#### DATA EXCERPTS
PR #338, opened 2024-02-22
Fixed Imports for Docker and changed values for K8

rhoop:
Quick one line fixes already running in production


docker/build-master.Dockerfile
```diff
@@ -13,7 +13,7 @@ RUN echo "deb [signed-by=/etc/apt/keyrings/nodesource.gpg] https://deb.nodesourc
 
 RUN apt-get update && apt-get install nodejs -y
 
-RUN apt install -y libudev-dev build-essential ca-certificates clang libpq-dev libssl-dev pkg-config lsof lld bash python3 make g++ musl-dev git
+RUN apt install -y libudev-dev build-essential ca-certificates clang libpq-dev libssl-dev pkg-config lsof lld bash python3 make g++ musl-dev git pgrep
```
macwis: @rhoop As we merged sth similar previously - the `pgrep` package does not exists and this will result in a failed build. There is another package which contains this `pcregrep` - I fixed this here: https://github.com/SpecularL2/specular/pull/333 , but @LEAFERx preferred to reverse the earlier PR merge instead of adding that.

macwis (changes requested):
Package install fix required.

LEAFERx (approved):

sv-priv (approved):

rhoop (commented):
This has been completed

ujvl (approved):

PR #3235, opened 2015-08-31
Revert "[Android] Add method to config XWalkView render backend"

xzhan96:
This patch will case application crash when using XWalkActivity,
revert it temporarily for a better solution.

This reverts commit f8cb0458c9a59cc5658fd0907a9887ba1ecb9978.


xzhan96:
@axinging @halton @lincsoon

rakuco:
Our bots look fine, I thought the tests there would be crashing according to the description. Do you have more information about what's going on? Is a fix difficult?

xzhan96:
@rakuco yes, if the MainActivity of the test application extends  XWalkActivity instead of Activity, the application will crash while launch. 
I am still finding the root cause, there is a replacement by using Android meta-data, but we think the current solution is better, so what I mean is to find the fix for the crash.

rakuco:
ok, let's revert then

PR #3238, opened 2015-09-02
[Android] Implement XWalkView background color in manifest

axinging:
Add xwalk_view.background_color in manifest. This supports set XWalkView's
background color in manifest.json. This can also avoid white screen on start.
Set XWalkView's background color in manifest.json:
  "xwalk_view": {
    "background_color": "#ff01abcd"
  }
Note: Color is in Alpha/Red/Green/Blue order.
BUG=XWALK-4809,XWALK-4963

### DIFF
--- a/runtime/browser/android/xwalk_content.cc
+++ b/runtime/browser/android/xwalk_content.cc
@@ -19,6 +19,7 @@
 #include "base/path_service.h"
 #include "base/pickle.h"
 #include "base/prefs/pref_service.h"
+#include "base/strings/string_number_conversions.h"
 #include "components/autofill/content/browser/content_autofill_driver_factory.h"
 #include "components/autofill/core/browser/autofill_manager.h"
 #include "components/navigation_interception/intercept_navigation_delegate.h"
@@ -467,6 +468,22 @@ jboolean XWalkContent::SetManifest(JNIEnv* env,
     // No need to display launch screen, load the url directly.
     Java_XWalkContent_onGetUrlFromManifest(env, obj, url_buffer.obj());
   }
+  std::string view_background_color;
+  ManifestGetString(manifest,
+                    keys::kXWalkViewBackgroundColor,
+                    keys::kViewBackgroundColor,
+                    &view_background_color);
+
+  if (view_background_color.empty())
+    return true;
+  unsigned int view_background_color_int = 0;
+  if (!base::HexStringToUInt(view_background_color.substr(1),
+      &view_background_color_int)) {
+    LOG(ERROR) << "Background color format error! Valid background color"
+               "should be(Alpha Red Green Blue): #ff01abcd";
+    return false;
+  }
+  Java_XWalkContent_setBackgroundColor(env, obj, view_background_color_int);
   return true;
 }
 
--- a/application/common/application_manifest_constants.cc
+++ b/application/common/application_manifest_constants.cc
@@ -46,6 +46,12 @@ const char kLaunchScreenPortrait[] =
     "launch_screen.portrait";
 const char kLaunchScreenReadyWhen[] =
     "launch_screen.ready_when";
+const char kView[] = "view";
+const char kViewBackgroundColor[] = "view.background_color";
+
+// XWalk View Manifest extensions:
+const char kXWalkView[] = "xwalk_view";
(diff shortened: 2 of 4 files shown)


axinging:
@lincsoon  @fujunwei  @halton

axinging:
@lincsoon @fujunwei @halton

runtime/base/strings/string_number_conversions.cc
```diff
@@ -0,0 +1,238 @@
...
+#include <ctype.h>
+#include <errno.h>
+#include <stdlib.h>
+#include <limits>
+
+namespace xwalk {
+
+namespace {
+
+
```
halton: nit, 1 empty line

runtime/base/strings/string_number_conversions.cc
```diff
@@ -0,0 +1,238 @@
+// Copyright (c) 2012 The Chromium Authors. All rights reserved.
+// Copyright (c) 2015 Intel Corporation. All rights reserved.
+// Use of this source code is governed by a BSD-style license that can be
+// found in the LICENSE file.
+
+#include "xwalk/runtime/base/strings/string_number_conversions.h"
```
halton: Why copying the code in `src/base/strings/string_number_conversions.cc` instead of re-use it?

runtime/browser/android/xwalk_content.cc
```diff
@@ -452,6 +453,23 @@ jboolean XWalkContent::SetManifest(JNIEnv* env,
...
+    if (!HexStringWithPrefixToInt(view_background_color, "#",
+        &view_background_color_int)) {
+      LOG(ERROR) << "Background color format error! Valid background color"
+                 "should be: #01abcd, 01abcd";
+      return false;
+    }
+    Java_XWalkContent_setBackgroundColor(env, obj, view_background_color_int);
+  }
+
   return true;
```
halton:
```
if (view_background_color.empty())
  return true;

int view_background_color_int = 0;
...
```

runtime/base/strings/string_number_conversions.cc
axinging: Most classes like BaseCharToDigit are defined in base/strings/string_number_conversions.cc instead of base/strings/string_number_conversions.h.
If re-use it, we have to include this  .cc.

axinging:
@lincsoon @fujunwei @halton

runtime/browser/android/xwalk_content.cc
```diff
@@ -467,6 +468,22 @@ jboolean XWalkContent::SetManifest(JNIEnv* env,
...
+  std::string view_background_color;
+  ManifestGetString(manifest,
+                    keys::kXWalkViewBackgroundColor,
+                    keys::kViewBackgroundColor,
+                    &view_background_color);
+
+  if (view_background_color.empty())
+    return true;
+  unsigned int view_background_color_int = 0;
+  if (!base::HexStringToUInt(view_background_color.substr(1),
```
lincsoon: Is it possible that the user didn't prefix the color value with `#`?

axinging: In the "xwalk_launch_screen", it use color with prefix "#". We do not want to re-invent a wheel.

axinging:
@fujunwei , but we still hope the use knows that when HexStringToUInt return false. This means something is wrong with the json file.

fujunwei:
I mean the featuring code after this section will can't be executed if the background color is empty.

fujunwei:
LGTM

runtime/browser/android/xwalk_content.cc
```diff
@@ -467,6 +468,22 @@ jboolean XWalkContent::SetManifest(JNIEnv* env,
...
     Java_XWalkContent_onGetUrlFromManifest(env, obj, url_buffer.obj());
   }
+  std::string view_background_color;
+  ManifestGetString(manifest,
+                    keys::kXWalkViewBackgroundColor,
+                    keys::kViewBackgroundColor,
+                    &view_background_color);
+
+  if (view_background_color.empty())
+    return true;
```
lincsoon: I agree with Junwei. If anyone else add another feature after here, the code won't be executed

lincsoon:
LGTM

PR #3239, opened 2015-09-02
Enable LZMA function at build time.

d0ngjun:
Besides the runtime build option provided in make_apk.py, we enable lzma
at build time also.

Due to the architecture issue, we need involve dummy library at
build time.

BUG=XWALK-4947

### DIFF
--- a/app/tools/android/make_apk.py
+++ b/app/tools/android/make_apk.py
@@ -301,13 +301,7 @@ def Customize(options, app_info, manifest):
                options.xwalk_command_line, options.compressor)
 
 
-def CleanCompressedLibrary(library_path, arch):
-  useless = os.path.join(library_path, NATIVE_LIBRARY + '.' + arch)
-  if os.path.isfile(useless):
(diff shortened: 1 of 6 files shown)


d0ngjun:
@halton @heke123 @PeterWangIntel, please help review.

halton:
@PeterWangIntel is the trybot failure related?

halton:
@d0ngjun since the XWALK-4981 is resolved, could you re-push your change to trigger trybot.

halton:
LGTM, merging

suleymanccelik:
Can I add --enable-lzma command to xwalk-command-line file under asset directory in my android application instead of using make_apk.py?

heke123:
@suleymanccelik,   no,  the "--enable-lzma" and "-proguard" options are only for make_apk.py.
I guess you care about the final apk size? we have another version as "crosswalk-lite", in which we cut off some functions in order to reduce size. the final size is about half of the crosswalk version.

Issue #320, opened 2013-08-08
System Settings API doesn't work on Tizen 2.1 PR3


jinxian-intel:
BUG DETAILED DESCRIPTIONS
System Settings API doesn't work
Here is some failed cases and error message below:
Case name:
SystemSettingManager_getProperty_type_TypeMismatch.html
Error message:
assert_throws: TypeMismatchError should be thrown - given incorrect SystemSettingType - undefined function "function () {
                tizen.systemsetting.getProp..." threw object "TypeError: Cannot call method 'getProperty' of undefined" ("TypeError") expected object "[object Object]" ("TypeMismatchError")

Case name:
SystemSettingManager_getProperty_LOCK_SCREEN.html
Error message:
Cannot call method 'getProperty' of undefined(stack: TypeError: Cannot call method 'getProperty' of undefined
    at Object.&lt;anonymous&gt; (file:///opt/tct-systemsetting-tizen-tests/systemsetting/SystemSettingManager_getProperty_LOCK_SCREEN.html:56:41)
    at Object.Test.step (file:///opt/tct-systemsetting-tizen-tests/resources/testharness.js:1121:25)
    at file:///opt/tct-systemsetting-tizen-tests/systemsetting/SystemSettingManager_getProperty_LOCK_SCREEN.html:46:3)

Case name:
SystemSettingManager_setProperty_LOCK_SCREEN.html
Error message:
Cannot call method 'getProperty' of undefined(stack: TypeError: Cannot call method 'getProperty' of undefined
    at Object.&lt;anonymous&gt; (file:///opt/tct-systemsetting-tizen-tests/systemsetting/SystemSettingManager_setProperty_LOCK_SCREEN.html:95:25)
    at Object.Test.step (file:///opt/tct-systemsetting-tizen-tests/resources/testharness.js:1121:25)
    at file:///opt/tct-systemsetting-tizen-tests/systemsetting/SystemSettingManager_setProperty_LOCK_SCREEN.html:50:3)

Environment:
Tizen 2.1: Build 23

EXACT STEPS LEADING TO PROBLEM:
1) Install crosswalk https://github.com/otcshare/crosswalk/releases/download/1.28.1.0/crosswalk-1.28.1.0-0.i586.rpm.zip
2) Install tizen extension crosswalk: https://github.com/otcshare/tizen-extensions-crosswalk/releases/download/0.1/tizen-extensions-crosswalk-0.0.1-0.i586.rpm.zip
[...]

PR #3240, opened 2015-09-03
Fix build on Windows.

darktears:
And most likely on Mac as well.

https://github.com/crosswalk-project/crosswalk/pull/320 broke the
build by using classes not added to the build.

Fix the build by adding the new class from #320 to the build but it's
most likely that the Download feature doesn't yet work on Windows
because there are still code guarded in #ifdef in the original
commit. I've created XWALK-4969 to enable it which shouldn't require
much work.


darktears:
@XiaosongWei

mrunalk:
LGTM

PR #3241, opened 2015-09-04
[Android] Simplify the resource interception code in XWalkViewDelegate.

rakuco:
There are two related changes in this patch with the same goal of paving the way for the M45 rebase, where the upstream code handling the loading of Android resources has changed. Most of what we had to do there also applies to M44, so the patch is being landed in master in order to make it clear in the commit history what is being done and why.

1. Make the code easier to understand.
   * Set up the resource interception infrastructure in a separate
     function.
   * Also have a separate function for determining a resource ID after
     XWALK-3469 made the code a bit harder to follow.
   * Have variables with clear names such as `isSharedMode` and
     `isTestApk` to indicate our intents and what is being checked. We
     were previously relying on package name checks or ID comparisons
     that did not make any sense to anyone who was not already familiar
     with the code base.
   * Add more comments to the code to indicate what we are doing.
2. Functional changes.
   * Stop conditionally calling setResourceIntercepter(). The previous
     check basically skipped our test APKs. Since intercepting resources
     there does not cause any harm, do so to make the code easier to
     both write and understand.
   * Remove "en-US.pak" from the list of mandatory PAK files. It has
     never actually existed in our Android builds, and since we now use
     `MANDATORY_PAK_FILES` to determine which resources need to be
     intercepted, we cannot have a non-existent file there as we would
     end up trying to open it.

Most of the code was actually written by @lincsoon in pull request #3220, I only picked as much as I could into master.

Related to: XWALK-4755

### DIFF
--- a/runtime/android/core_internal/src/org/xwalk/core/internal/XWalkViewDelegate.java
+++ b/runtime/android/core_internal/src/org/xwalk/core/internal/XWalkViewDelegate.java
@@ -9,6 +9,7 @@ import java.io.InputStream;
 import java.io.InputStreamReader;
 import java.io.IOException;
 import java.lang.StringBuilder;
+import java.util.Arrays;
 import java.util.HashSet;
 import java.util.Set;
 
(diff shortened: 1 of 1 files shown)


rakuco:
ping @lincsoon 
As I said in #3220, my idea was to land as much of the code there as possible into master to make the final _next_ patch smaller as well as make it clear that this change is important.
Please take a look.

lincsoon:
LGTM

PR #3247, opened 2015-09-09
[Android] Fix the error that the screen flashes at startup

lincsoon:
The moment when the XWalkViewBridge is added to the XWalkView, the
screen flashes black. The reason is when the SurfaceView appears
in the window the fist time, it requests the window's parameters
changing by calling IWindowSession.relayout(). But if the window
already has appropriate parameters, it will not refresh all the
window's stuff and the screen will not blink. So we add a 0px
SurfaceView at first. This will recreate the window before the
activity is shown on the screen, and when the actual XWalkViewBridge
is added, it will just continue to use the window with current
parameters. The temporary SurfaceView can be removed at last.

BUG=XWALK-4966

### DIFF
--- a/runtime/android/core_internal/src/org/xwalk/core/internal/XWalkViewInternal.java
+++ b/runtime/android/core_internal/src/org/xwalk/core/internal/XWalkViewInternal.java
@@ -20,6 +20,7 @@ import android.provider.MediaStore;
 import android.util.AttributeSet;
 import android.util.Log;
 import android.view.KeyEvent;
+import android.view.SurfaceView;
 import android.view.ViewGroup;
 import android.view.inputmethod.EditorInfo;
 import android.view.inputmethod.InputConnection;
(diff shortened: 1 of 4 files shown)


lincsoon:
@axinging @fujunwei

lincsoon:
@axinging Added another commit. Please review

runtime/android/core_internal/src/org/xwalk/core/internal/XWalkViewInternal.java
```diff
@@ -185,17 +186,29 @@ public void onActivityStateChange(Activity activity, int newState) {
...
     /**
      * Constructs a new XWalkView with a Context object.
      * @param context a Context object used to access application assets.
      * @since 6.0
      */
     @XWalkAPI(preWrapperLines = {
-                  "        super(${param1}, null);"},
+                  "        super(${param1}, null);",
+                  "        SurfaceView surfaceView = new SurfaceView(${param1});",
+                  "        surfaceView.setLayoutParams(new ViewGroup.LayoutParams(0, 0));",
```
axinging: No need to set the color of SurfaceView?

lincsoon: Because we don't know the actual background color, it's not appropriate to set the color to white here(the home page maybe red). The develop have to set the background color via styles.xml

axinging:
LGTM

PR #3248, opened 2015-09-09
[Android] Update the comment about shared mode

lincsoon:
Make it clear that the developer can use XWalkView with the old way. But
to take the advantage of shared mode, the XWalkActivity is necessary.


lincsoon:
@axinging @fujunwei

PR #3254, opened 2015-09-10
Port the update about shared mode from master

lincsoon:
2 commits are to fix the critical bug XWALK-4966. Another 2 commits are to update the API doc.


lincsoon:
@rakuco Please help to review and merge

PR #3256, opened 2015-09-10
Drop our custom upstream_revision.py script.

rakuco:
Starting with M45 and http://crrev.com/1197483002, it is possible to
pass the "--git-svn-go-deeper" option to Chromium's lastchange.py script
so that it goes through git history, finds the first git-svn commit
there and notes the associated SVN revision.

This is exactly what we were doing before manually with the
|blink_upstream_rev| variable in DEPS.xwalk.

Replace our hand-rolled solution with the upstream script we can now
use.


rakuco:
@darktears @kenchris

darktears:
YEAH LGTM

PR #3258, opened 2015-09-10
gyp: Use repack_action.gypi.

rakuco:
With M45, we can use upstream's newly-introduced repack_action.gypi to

#### BRIEF
Among the records, find each line where the word "look" occurs, and copy it.

#### COMPLETED TASK
Our bots look fine, I thought the tests there would be crashing according to the description. Do you have more information about what's going on? Is a fix difficult?
Please take a look.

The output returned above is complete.